Анна неохотно поднялась со своего места и стала в дверях гостиной, ясно желая показать незваным гостям, что им нечего идти дальше сеней. Крестьянки вошли в сени. Они поклонились незнакомой барышне.
– А где же Аничка-то? Мы пришли ее посмотреть! – сказала одна из них, направляясь к дверям комнаты.
– Это я и есть! – с несколько презрительной усмешкой отвечала Анна. – Только теперь я уж не «Аничка», вы видите, что я в эти годы довольно выросла и переменилась.
– А признать можно, как поближе посмотришь! – добродушно заметила Стеша. – А что, ты-то узнала ли нас?
– Нет, по правде сказать, совсем не узнала. Ведь я была очень-очень маленькая, когда уехала отсюда, где же мне кого-нибудь помнить.
– Конечно, где же помнить! – согласилась одна из крестьянок. Пришедшие чувствовали неловкость. До сих пор все двери домика были гостеприимно открыты для них, их принимали не как низших, подвластных, а как добрых соседей и друзей; теперь же вновь приезжая барышня гордо стоит перед ними и даже не впускает их в комнату. Анна сама почувствовала неудобство всей этой сцены и поспешила прекратить ее.
– Благодарю вас за то, что пришли повидаться со мной, – проговорила она с милостивым наклонением головы, – в другой раз мы с вами подольше поговорим, а теперь я устала с дороги и мне хочется провести вечер с бабушкой.
Крестьянки молча поклонились и, не говоря ни слова, вышли вон.

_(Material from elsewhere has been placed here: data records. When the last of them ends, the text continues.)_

Issue #428, opened 2025-03-07
Allow Text Files Node to Process Markdown (.md) Files


shige:
## Task description
Allow Markdown files to be uploaded and processed in the Text Files Node.

## Background
Currently, the Text Files Node only supports plain text files.  Users may want to upload Markdown files to utilize the node's functionality for processing and manipulating text-based content stored in Markdown format.  This will increase the utility of the Text Files Node for users who work with Markdown documents.

> nits: 
> 
> It seems "text/markdown" accepted, but I cannot upload the [sample.md](https://github.com/user-attachments/files/19121329/sample.md).
> 
> <img width="351" alt="image" src="https://github.com/user-attachments/assets/d0de529b-250d-40a2-9072-2a752103e777" />
> 
> _Originally posted by @shige in https://github.com/giselles-ai/giselle/pull/426#discussion_r1984517379_

## TODO (Optional)
- [x] Update the Text Files Node to accept Markdown files (e.g., with `.md` or `.markdown` extensions).
- [x] Ensure that the node can correctly read and process the content of Markdown files.
- [x] Add appropriate error handling for unsupported file types.

## Additional notes (Optional)
This enhancement may require changes to file type validation and potentially adjustments to how the node parses and handles different text formats.

gentamura:
@shige 
I checked the preview at the time of [this PR](https://github.com/giselles-ai/giselle/pull/426) and it seems to have uploaded without any problems, using drag-and-drop and file selection.
I also tried local at the time of [this commit](https://github.com/giselles-ai/giselle/commit/32b9785804ba081a3eccd40ab9da6064624737d0), and there seemed to be no particular problem as well.
If there is a way to reproduce this, please let me know.

![Image](https://github.com/user-attachments/assets/f5b14556-9ba8-4f7e-bdde-d70cfa2fe04f)

Uploaded files

[sample.md](https://github.com/user-attachments/files/19175542/sample.md)
[sample.txt](https://github.com/user-attachments/files/19175543/sample.txt)

GitHub does not seem to allow uploads with the .markdown extension.

![Image](https://github.com/user-attachments/assets/573d2ab4-feeb-4d52-813d-51393b6030e1)

shige:
I will check it again in 30 minutes!

shige:
@gentamura Upon rechecking the operation, I was able to reproduce it using the following steps. 🔍 

1. Go to https://studio.giselles.ai/
2. Turn on the `new-ui` vercel flag
[...]

PR #439, opened 2025-03-12
Fix MIME Type Detection for Markdown Files

shige:
ref: https://github.com/giselles-ai/giselle/issues/428

### Problem
When uploading Markdown (.md) files, the browser sometimes returns an empty string for the MIME type instead of `text/markdown`. This causes validation to fail and prevents users from uploading Markdown files to Text nodes.

### Solution
Enhanced the file validation process to detect Markdown files by their extension when the browser doesn't provide a proper MIME type:

1. Added logic to check file extensions when MIME type is empty
2. For files with `.md` or `.markdown` extensions, explicitly set the MIME type to `text/markdown`
3. Updated both drag-and-drop validation and file selection validation

### Changes
- Modified `validateItems` function to check file extensions during drag-and-drop operations
- Updated `assertFiles` function to determine MIME type from file extension when browser returns empty type
- Improved error handling for cases where file type cannot be determined

### Testing
- Verified that Markdown files can now be uploaded successfully to Text nodes
- Confirmed that validation still works correctly for other file types
- Tested with various browsers to ensure consistent behavior

This fix ensures a better user experience when working with Markdown files in the workflow designer.

### DIFF
--- a/internal-packages/workflow-designer-ui/src/editor/properties-panel/file-node-properties-panel/file-panel.tsx
+++ b/internal-packages/workflow-designer-ui/src/editor/properties-panel/file-node-properties-panel/file-panel.tsx
@@ -103,8 +103,17 @@ export function FilePanel({ node, config }: FilePanelProps) {
 					isValid = false;
 					break;
 				}
+				// Get file extension if possible
+				let itemType = dataTransferItem.type;
+				const file = dataTransferItem.getAsFile();
+				if (!itemType && file) {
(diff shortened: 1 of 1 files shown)


shige:
@toyamarinyon @gentamura Could you review this when you have time?

toyamarinyon:
I'll review now!

toyamarinyon (approved):

shige:
Thank you for your review!  
I will merge it now 🚀 

@gentamura Please feel free to leave comments later if you have any concerns.

PR #441, opened 2025-03-12
Enable GitHub Data Injection into Giselle

toyamarinyon:
This pull request introduces the ability to inject GitHub-related information as an option into the core Giselle logic provided by the giselle-sdk.

Instead of implementing GitHub integration directly within the core Giselle logic, authentication and data retrieval are handled outside of giselle-sdk, and the resulting data is injected into Giselle as props.

This design aims to accommodate integrations with other platforms besides GitHub in the future.


shige (approved):
LGTM 👍

PR #442, opened 2025-03-12
Implement HTTP Server for Workflow Execution

toyamarinyon:
I've added an HTTP server to the workflow runtime. I'm not entirely happy with the name 'run-api', so I'll probably reconsider it at some point.

The browser runtime has some code duplication, and I'd like to unify it in the future, but I think this is fine for now.


shige (approved):
LGTM 🏃

PR #457, opened 2025-03-17
Enhanced Output Handling 

toyamarinyon:
This PR introduces a significant improvement to our node output handling system by implementing "accessors" for node outputs. This enhancement allows for more precise data flow between nodes in the workflow builder.

### Key Changes

- **Added Output Accessors**: Each node output now has an accessor property that serves as a unique identifier for that specific output type. This allows downstream nodes to reference exactly which output they need from upstream nodes.

- **Multiple Output Support**: Nodes can now produce and manage multiple distinct outputs (e.g., generated text, reasoning, sources) with each output properly identified by its accessor.

- **Output-to-Output Linking**: The generation engine now correctly maps node outputs to their corresponding generation outputs using the accessor and outputId, ensuring data flows correctly through the workflow.

### Implementation Details
- Added accessor properties to default node output definitions in the UI
- Renamed OutputBase to GenerationOutputBase and added outputId to better track output relationships
- Modified the generation resolver to use outputId for precise output targeting
- Updated the text generation completion handler to map outputs based on accessors

### Benefits
- **More Flexible Workflows**: Users can now create more sophisticated workflows by precisely controlling which outputs connect to which inputs
- **Clearer Data Flow**: The system now explicitly tracks which output data belongs to which output definition
- **Better Support for Complex Nodes**: Nodes that produce multiple outputs (like text generation with text, reasoning, and sources) are now properly supported


shige (approved):
Thanks! 🤾

PR #461, opened 2025-03-17
Gemini 2.0 Search Grounding Support

toyamarinyon:
This pull request introduces support for Search Grounding in Gemini 2.0. When Search Grounding is enabled, a "Source" output is created on the Text Generation node.

image

The "Source" output contains a JSON representation of the URLs and titles referenced during the Search Grounding process. This allows users to leverage these sources in subsequent Text Generation nodes, enabling a wider range of possibilities.

### Future Improvements
Currently, the content of the "Source" output cannot be directly viewed on the canvas. Future work will focus on providing a way to inspect the contents of the "Source" output within the canvas environment.


shige (approved):
Nice! 🔍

– Что же это значит, Аничка! – вскричала Анна Федоровна, видя, что внучка ее одна возвращается в комнату. – Куда же они ушли?
– Домой, бабушка, – спокойно отвечала девочка. – Я думаю, нам первый вечер лучше провести без гостей, а от таких гостей я уж совсем отвыкла, право, не знаю даже, что делать с ними.
– Странное дело, Матренушка, – говорила в этот вечер Анна Федоровна, укладываясь спать на свое старое место подле Матрены. – Ждала я, ждала приезда Анички, думала, уж такая радость будет, а вот она приехала – радостно, правда, на душе, а все что-то не так!
Матрена ничего не отвечала; по ее сморщенным бровям и сжатым губам видно было, что она догадывается, что именно не так; но ей не хотелось огорчать старого друга своими грустными догадками.